In MYancheff/myancheffpackage: Creates a simple visualization of NYC SAT data.

knitr::opts_chunk$set(echo = TRUE)

Proposed Structure

#/raw-data
#/data
#/sandbox
#/code
#/documents
#/misc
#README.md
#makefile

This structure is largely based off of the TIER specifications found at http://www.projecttier.org/. The main modifications come from trying to match the directory structure to the data science work flow presented in the Math241/Pol341 course, as well as work done in reproducibility by Thomas Leeper.

WorkFlow

This structure would be followed for each project in a repo, so a repo with multiple projects would have a single file for every project, and each of these files would then be organized with sub folders in this style.

Raw Data

This folder would contain the raw data files scraped directly from their source and unaltered, as well as the programs used to tidy them. Files that go in here are files that are not used directly in any kind of analysis. For example, in the OMV project, this file would contain the raw voter files as well as the code used to clean it into the format used for the actual analysis.

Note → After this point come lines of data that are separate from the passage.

PR #3424, opened 2025-04-14
infra: Automate SHA procedure during releases

emdneto:
# Description

This PR tries to automate the SHA procedure during releases. The rationale is:

1. For non-PR events (e.g., a push), `CORE_REPO_SHA` defaults to "main".

2. For PRs:
* If there’s a label named `release`, use the PR’s head branch (e.g., opentelemetrybot/prepare-release-1.32.0-0.53b0)

* Else, if there’s a label named "patch-release", use the PR’s base branch (e.g., usually release/v1.32.x-0.53bx)

* Otherwise, use "main".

This file would not appear in projects that focus on reading in and transforming raw data such as the RCV project or the US-elections-reboot. Instead these files would appear in the data and code folders later down the line.

Data

This folder would contain all the files used directly in analysis or in the final project.

Sandbox

This folder would contain code and work that is not yet finished, corresponding to the general exploring/understanding phase of the data science work flow. Files in here will typically be code, and will be moved out of this file into the code file as they are completed and working.

Code

This folder would contain the code used in any analysis performed in the project. This would include the code to make visualizations, models, and any other analysis done.

Documents

The documents folder would contain the final analysis, or the main deliverable(s) that the repo is dedicated to.

For standard social science projects this folder would contain the final draft of the paper, as well as a visualizations sub folder that would contain image files.

For a project more focused on building a tool, such as an r pacakge, the documents folder would contain a file that shows examples of the code being used.

Miscellaneous

This would contain any files that don't fit into the descriptions of the above folders.

Other Files (Not a Folder)

The README file will contain the information needed for someone to get a good preliminary understanding of what the project is as well as how the repo is organized. This file should contain the names of people involved, the sources of data, and a general guide for where things are stored in the repo.